Google's Latest AI Trick Is Picking Voices Out of Crowds
As smart speakers and voice-based AI assistants rise in popularity, these tools need to get smarter at knowing when you're asking for something, as opposed to, say, when someone on your TV uses a trigger word.
Fortunately, it looks like Google's got a solution.
According to a new research paper, which has video evidence to back its claims up, a team of Google researchers have built a deep learning system that can identify and single out individual's voices. And just like when you're sitting at a big table, or out on the town, it looks at faces to figure it out.
How does it work? The system was built to identify a speaker talking out loud, matching their face to their sounds. To amp up the difficulty, Google piped in the audio from virtual crowds of people, to teach the AI how to distinguish the voices it heard against the deluge of noise around it.
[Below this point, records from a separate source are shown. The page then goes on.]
PR #55344, opened 2025-02-11
Marketplace: show two rows in Discover page

raicem:
It depends on the number of items provided in the API response. If it's eight, we'll show the second row.

Add the second row to the Discover page group if the number of provided items are equal to 8. 

Closes https://github.com/Automattic/woocommerce.com/issues/23145.

1. Connect your test store to local WooCommerce.com instance. Please see PR https://github.com/Automattic/woocommerce.com/pull/23220 for instructions.
2. Checkout [this branch](https://github.com/Automattic/woocommerce.com/tree/raicem/increase-featured-api-endpoint-capacity) from WCCOM. This will allow you to send more items to the in-app discover page.
3. In WCCOM, add more featured products to a **Discover our favorites** group. Add as high as 8. You can try 7, or 6 as well to check if it's breaking the layout.
    - For example, if you make it 7, you'll get a 2x3 items on laptop displays, but on larger displays will show a 1x4. Because we don't have enough items to fill the second row.
5. If you don't have any other groups locally, also add 4 items to **Payments** and **Marketing**. 
6. Give [this URL](https://woocommerce.test/wp-json/wccom-extensions/3.0/featured?no_cache=true) a visit and confirm your new items are appearing there. This updates the cache on the WCCOM side. 
7. Make sure you have the Discover page cache disabled in your test store. I recommend adding this hook:
```php
add_filter('transient_wc_addons_featured', function ($value, $transient) {
	return false;
}, 10, 2);
```
8. Build assets of your local WooCommerce installation. I used `pnpm --filter='@woocommerce/plugin-woocommerce' build`
9. Confirm you can get both two row groups and single row groups in the Discover page. 
10. Change display sizes and confirm you don't get a row that's not fully filled in.
11. Checkout an older tag in the WooCommerce repo, for example 9.6.2 tag, and rebuild assets. This is to confirm bumping up the capacity in the API doesn't break older stores. 
   - so far, I haven't been able to rebuild 9.6.2, because pnpm version errors. Kyle already [explored](https://github.com/Automattic/woocommerce.com/pull/23220#issuecomment-2653579244) this, and confirmed it's working but I'll give it another go. 

### Changelog entry

<details>

#### Significance

-   [x] Patch
-   [ ] Minor
-   [ ] Major

#### Type

#### Message 
Show more product cards on Marketplace Discover page
</details>

<details>

#### Comment 

</details>


plugins/woocommerce/client/admin/client/marketplace/components/product-list-content/product-list-content.tsx
```diff
@@ -28,8 +28,14 @@ export default function ProductListContent( props: {
 } ): JSX.Element {
 	const wccomHelperSettings = getAdminSetting( 'wccomHelper', {} );
 
+	const rowsClassName =
+		props.products.length >= 8
```
kdevnel: I doubt this is worth worrying about, but what if we want to show 3 rows? Is it better to futureproof this to some extent? AI suggestion:

```tsx
const ITEMS_PER_ROW = 4;
const rowCount = Math.ceil( props.products.length / ITEMS_PER_ROW );
const rowsClassName = `woocommerce-marketplace__product-list-content--${
	rowCount === 1 ? 'single-row' : `${ rowCount }-rows`
}`;
```

kdevnel (commented):
I decided to do an early review even though this is a draft still. Hope that's okay! Overall happy with this approach and it tests okay with my WCCOM branch. Left a code comment (not a dealbreaker) and something else.

I notice on mobile 8 is very long! I wonder if we'd actually want two different experiences on mobile rather than having a long list. Again, maybe something to just consider and feedback for future work.

Not approving just yet until this is ready for a full review.

plugins/woocommerce/client/admin/client/marketplace/components/product-list-content/product-list-content.tsx
```diff
@@ -50,18 +46,60 @@ export default function ProductListContent( props: {
...
 	useEffect( () => {
 		updateColumns();
+
 		// Update columns on screen resize to adjust for responsive layout
 		window.addEventListener( 'resize', updateColumns );
 
 		return () => window.removeEventListener( 'resize', updateColumns );
 	}, [] );
 
+	/**
```
kdevnel, line 56: Thank you for these super helpful comments!

plugins/woocommerce/client/admin/client/marketplace/components/product-list-content/product-list-content.scss
kdevnel, line 1: Beautiful removal of lots of code ❤️

kdevnel (approved):
This tests and works perfectly. I personally agree, I think mobile should be limited to 4 per group at all times.

I initially thought this was touching the same code as my group headers PR, but it looks like they don't interact at all! That saves some merging/rebasing.

raicem:
Thank you for the review @kdevnel! I have updated the row count for smaller displays. I was also was able to test on on 9.6.2, using `npx pnpm@9.1.3 install` and `npx pnpm@9.1.3 build`. Confirming it's working as expected.

Issue #54867, opened 2025-01-27
[Settings] Enable Saving


psealock:
Create the ability to Save form data when merchants click "Save".

The proof of concept handled this by gathering all input values from the form and submitting the data to `/wp-json/wc-admin/settings` as form data.

https://github.com/woocommerce/woocommerce/pull/48340/files#diff-08711774f4a65ea5c2516f4bee385d36dc0ec3366f8a7e5e2c31d7cf0e7fe4f9R36

### Requirements
* Collect all data within the DataForm. Keep in mind this includes any inputs with ids added via slotFill or rendered custom HTML created by an extension.
* DataForms have a concept of [internal data](https://github.com/woocommerce/woocommerce/blob/6cb8c4d3fdea55b3379b427f4d9bae296ba15fb0/packages/js/settings-editor/src/hooks/use-settings-form.ts#L60). Decide if this is useful. What is the source of truth?
* After clicking Save, other sections and tabs should be aware of the changes. @chihsuan had the idea to reconstruct the data created by `WC_Settings_Page::add_settings_page_data` on success and repopulate `window.wcSettings.admin.settingsData`. 
* Keep in mind this will be only for Legacy screens. Modern screens may also use this system or create an entirely new one. What would you recommend?

PR #55352, opened 2025-02-12
[Settings] Prepare client side data for saving

psealock:

Related to https://github.com/woocommerce/woocommerce/issues/54867

This PR creates functions to prepare settings data before sending it to the server. Similarly to legacy screens, an `onSubmit` prop on the form calls a function to gather form data. Instead of sending a POST request, we will eventually create an AJAX request to persist data.

I decided to avoid using `DataForm` internals for keeping track of form data because extensions can very well add elements to the form outside of `DataForm` with something like this:

```php
public function render_custom_view() {
	?>
	<input type="text" value="Hello world" id="my-extension-input" name="my-extension-input"/>
	<?php
}
```

#### NOTE
Checkboxes, radios, and toggles aren't giving the right values at times because either the id/name isn't attached to the input correctly, or the actual HTML isn't updated (only internal state updates). I plan to address this in a follow up using `hidden` inputs.

2. Add/Enable Snippets and the following Snippet

```php


add_action( 'woocommerce_settings_catalog_options', function() {
	?>
		<input type="text" value="Hello world" name="my_extension_input" id="my_extension_input"/>
	<?php
} );
```
3. Visit legacy WooCommerce > Settings > Products and see the added input in Shop pages section.
4. In the Network tab, preserve logs and clear all requests. Then make a change and click "Save"
5. See the first network POST request and note the payload by taking a screenshot to compare later
6. Turn on the Settings feature flag and go back to WooCommerce > Settings > Products 
7. See the added input and click Save. See the logged out values in the console and compare to your earlier screenshot. They should be the same with the exception of `woocommerce_shop_page_id` which has not yet been implemented.
8. Poke around a few other pages to see results logged.

### Changelog entry

<details>

#### Significance

-   [ ] Patch
-   [ ] Minor
-   [ ] Major

#### Type

#### Message 

</details>

<details>

#### Comment 

</details>


packages/js/settings-editor/src/legacy/form.tsx
```diff
@@ -0,0 +1,109 @@
...
+				return;
+			}
+
+			const value = ( input as HTMLInputElement ).value;
+			// Need to type data as Record<string, string> to allow string indexing
+			( formData as Record< string, string > )[
+				( input as HTMLInputElement ).name ||
+					( input as HTMLInputElement ).id
+			] = value;
+		} );
```
rjchow:
```suggestion
	const formRef = useRef< HTMLFormElement >( null );

	const getFormData = () => {
		if ( ! formRef.current ) {
			return {};
		}
		const formElements = formRef.current.querySelectorAll<
			HTMLInputElement | HTMLSelectElement | HTMLTextAreaElement
		>( 'input, select, textarea' );

		const formData: Record< string, string > = {};

		formElements.forEach( ( input ) => {
			// Avoid generic Gutenberg input ids. This will require upstream fixes.
			if ( input.id.startsWith( 'inspector-' ) ) {
				return;
			}

			formData[ input.name || input.id ] = input.value;
		} );
```

rjchow: The type overrides looked a bit iffy to me and I had a good idea of how to streamline it - but I gave cursor a chance to prove itself and it did what I hoped to!

Here's the prompt I used:
```
streamline the types with less type overrides?
```

With these changes there's more type safety as we aren't overriding types, and it's also much more readable

rjchow (approved):
Tests well as described, made a comment on some TS tidying
I noticed something which isn't within the scope of this PR - In legacy settings when "Enable product reviews" is unchecked the checkboxes below are hidden, but not in new settings

packages/js/settings-editor/src/legacy/form.tsx
psealock: Good callout, thanks @rjchow

psealock:
>I noticed something which isn't within the scope of this PR - In legacy settings when "Enable product reviews" is unchecked the checkboxes below are hidden, but not in new settings

Yeah thats a jQuery script controlling that behaviour. I'll address it in a follow up

packages/js/settings-editor/src/legacy/form.tsx
```diff
@@ -0,0 +1,104 @@
...
+			query.section = activeSection;
+		}
+
+		const formData = getFormData();
+		formData.save = 'Save changes';
+		formData._wpnonce = settingsData._wpnonce;
+		formData._w_http_referer = '/wp-admin/' + getNewPath( query );
+
+		// eslint-disable-next-line no-console
+		console.log(
```
adrianduffell, line 69: Do we want a console.log here when its merged?

psealock: Yes, I think so. The follow up PRs depend on it https://github.com/woocommerce/woocommerce/pull/55466

But its only temporary, I'll remove it when creating the API https://github.com/woocommerce/woocommerce/pull/55467

adrianduffell (approved):
Code looks good and it's testing well. Nice! 🚀

PR #55358, opened 2025-02-12
[API tests] Unskip `products-crud` on WPCOM and Pressable.

rodelgc:

Part of #54662.

The `describe( 'Product review tests: CRUD' )` suite passed in WPCOM and Pressable immediately after removing the skip tags, so no further changes were done in here.

In `test( 'can batch update product shipping classes' )` I suffixed the shipping classes with a random string to ensure uniqueness on every run. The reason why it fails on WPCOM and Pressable is because it tries to create duplicates of already existing shipping classes, possibly those that were left over by previous failed runs.

1. Make sure CI checks pass.
2. Run on WPCOM and Pressable, make sure it passes.
```bash
export E2E_ENV_KEY="..."
pnpm test:e2e:wpcom products-crud.test.js
pnpm test:e2e:pressable products-crud.test.js 
```

### Changelog entry

<details>

#### Significance

-   [x] Patch
-   [ ] Minor
-   [ ] Major

#### Type

#### Message 
Unskip products-crud.test.js on WPCOM and Pressable.

</details>

<details>

#### Comment 

</details>

### DIFF
--- a/plugins/woocommerce/tests/e2e-pw/tests/api-tests/products/products-crud.test.js
+++ b/plugins/woocommerce/tests/e2e-pw/tests/api-tests/products/products-crud.test.js
@@ -1,7 +1,6 @@
 const {
 	test: baseTest,
 	expect,
-	tags,
 } = require( '../../../fixtures/api-tests-fixtures' );
 const { BASE_URL } = process.env;
 const { admin } = require( '../../../test-data/data' );
--- a/plugins/woocommerce/tests/e2e-pw/tests/api-tests/products/products-crud.test.js
+++ b/plugins/woocommerce/tests/e2e-pw/tests/api-tests/products/products-crud.test.js
@@ -959,91 +959,93 @@ test.describe( 'Products API tests: CRUD', () => {
 			);
 		} );
 
-		test(
-			'can batch update product shipping classes',
-			{ tag: [ tags.SKIP_ON_PRESSABLE, tags.SKIP_ON_WPCOM ] },
-			async ( { request } ) => {
-				// Batch create product shipping classes.
-				const response = await request.post(
-					`wp-json/wc/v3/products/shipping_classes/batch`,
-					{
-						data: {
-							create: [
-								{
-									name: 'Small Items',
-								},
-								{
-									name: 'Large Items',
-								},
-							],
-						},
-					}
-				);
-				const responseJSON = await response.json();
-				expect( response.status() ).toEqual( 200 );
-				expect( responseJSON.create[ 0 ].name ).toEqual(
-					'Small Items'
-				);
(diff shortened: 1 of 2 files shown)


plugins/woocommerce/tests/e2e-pw/tests/api-tests/products/products-crud.test.js
```diff
@@ -1,11 +1,10 @@
 const {
 	test: baseTest,
 	expect,
-	tags,
 } = require( '../../../fixtures/api-tests-fixtures' );
-const { BASE_URL } = process.env;
+const { IS_WPCOM, IS_PRESSABLE } = process.env;
 const { admin } = require( '../../../test-data/data' );
-const shouldSkip = BASE_URL !== undefined;
+const shouldSkip = IS_WPCOM || IS_PRESSABLE;
```
adimoldovan: Is this still valid? Is see some steps are skipped based on this, but the comment refers to CI runs. If it's still valid for wpcom and pressable, maybe it makes sense to also update the comments.

rodelgc: Thanks Adi for noticing this, as I was also curious myself whether we still need to skip those steps. It seems that `shouldSkip` was introduced in #39858 to prevent false positives when running the daily tests against the daily smoke test site back then, which could either be the Bluehost site or the Pressable one.

I tried unskipping those steps skipped by `shouldSkip` and they all passed repeatedly in my experiment both in WPCOM and Pressable. So I'm not sure if we need to skip those steps anymore.

But with that said, maybe a safer approach is to deal with the removal of the `shouldSkip`'ed steps in a separate PR? I'm leaning towards unskipping those steps since they seem stable enough on WPCOM and Pressable, but I'm not sure if we'll encounter any gotcha's when we do that. 

For the meantime, I'm pushing 8aacbf2fd2011f897c33143c8e0b98b3e2bba5c8 to revert the `shouldSkip` condition to the original one, while at the same time reflecting on the comments that the decision to skip those steps was based on the possibility that they would fail due to the external host's caching. Let me know if this approach works for you.

I'll submit a different PR for removing `shouldSkip`.

rodelgc: Drafted #55622 to remove `shouldSkip`. I'll submit that for review after testing it several more times against WPCOM and Pressable, and after tinkering with their cache settings to see if they'll have an effect on those skipped steps.

adimoldovan (approved):
> Drafted https://github.com/woocommerce/woocommerce/pull/55622 to remove shouldSkip

Sounds good to me. Let's merge this one then 🚀.

Issue #55165, opened 2025-02-06
WooCommerce 9.6.1: New branding colours in woocommerce.css causing front-end display (styling) issues


syllie:
### Prerequisites

- [x] I have carried out troubleshooting steps and I believe I have found a bug.
- [x] I have searched for similar bugs in both open and closed issues and cannot find a duplicate.

### Describe the bug

With new branding on your end the default colours for woocommerce.css are also updated.

If this would have been great if (finally!) the variables would be utilized as `var(--wc-<colourname>)` in the compiled stylesheet, this would have been a step forward, and we finally would able to override the variables and customize our themes with ease.

But no, someone thought it a great idea to introduce new variable colours where they used to be neutral, but the hex values are still hardcoded in the stylesheet, so now we can go and update our theme stylesheets to undo this mess. To be honest, I was not opting for lilac notification backgrounds, or purple text for placeholders in payment gateways  as an 'out of the box' experience.

![Image](https://github.com/user-attachments/assets/dcced31c-ea0f-496b-864d-ec3b581278fb)

![Image](https://github.com/user-attachments/assets/553779f8-b0b1-476c-b8af-073e0f23a263)

### Expected behavior

Return neutral values for 
--wc-secondary
--wc-secondary-text

OR
Finally do the right thing and return the variables in the stylesheet so we can override the stylesheet properly.

### Actual behavior

![Image](https://github.com/user-attachments/assets/fbe0118d-d5c5-4362-b406-1e23da1fe734)

![Image](https://github.com/user-attachments/assets/d1137551-1cc3-4694-a3bf-e4660fb31c6d)

![Image](https://github.com/user-attachments/assets/d5ddc8db-c2df-451e-aff7-6d010769c433)

### Steps to reproduce

Install a basic classic theme and enable WooCommerce.

### WordPress Environment

Latest version of Wordpress, latest version of WooCommerce. This is only a cosmetic issue.

### Isolating the problem

- [x] I have deactivated other plugins and confirmed this bug occurs when only WooCommerce plugin is active.
- [x] This bug happens with a default WordPress theme active, or [Storefront](https://woocommerce.com/products/storefront/).
- [x] I can reproduce this bug consistently using the steps above.

leecollings-sb:
Is this likely to be fixed and reverted in a further update, or should I continue to search for other elements and create CSS overrides?

Obviously, I don't want to have to go through a load of work that will end up not needing to be done.

Really frustrated with this though!

[...]

PR #55366, opened 2025-02-12
Return secondary color CSS variable to its original color

Aljullu:

Closes https://github.com/woocommerce/woocommerce/issues/55165.

This PR returns the secondary color variable to its original value before the WooCommerce rebranding.

1. Install a theme that uses WooCommerce colors in visible parts of the UI, for example, Twenty Twenty Four.
2. Go to the Cart page when using the Cart shortcode.
3. Check the color of the Coupon code input field, it should be `#cfc8d8`.

Before | After
--- | ---
imatge | imatge

4. Optionally, check the CSS variables loaded in the page and verify the secondary color is `#e9e6ed`.

Before | After
--- | ---
imatge | imatge

5. With the theme [GeneratePress](https://wordpress.org/themes/generatepress/), go to the Cart page with the Cart shortcode and verify the buttons don't use a shade of purple.

Before | After
--- | ---
imatge | imatge


plugins/woocommerce/client/legacy/css/_variables.scss
```diff
@@ -11,7 +11,9 @@ $blue:          	#2ea2cc !default;
 $primary:           #720eec !default;                                    // Primary color for buttons (alt)
 $primarytext:       desaturate(lighten($primary, 50%), 18%) !default;    // Text on primary color bg
 
-$secondary:         desaturate(lighten($primary, 40%), 21%) !default;    // Secondary buttons
+// We use the old WooCommerce color as the base of the secondary color on purpose.
+// See: https://github.com/woocommerce/woocommerce/issues/55165.
+$secondary:         desaturate(lighten(#7F54B3, 40%), 21%) !default;    // Secondary buttons
```
naman03malhotra, line 16: Will reverting to the original color affect the branding side of things? Asking because there must be a reason were updated it in the first place.

Aljullu: Looking at it now, I think the secondary color should have been excluded from the rebranding. As https://github.com/woocommerce/woocommerce/issues/55165 illustrates, people assumed it was a gray completely disconnected from the WooCommerce purple. The secondary color was mostly used in the frontend, so any changes to it ended up impacting the frontend of existing stores.

In the PR, I left the calculation `desaturate(lighten(#7F54B3, 40%), 21%)`, but I think we could perfectly replace it with the computed value (`#e9e6ed`) to make it clearer that this color is disconnected from the WooCommerce purple.

Konamiman (approved):
Tested with GeneratePress, the change looks goos.

plugins/woocommerce/client/legacy/css/_variables.scss
naman03malhotra: Thanks for the context, it will be helpful to leave a comment so that we don't touch it in the future :)

Aljullu: Ok, I will do that in `trunk` if that's fine, so we don't delay the release of this fix. :slightly_smiling_face:

PR #58053, opened 2025-05-16
Fix: WooCommerce Blocks Storybook bugs

### LINKED ISSUE #51785: [Epic] WooCommerce Blocks Storybook bugs
In the WooCommerce blocks Storybook instance there are some issues that I found while testing:

- [x] `CheckboxControl` - can’t click to toggle the checkbox
- [ ] `RemovableChip` - can't remove the chip when pressing the `x`
- [ ] `RadioControlAccordion` and `RadioControl` - styling seems to be missing or just needs extra padding (See image 1)
- [ ] `TextInput` - comes with an error by default (not sure if intended, but would be good to investigate)
- [ ] `ValidatedTextInput` - can’t get error state to show, the “With error” variation also doesn’t work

A demonstration video showing off this technology focuses on comedians Jon Dore and Rory Scovel, who are talking at the same time. In the clip, pink and blue boxes overlay over each of their heads, and then the soundwaves on the bottom of the screen gain those same pink and blue hues, to show how their faces have been matched to their voices.
Then, the slider bar on the bottom of the screen moves horizontally, between labels marked All, John, and Rory. The sound fluctuates along with it, allowing you to hear both at once, and then only hearing one and muting out the rest.
Where and how Google implements this in its product line remains to be seen, but its Hangouts chat client and YouTube videos seem like ideal places to test it out. Further, if you added a camera to a Google Home speaker, the device could do a much better job of knowing who's talking and delivering personalized results.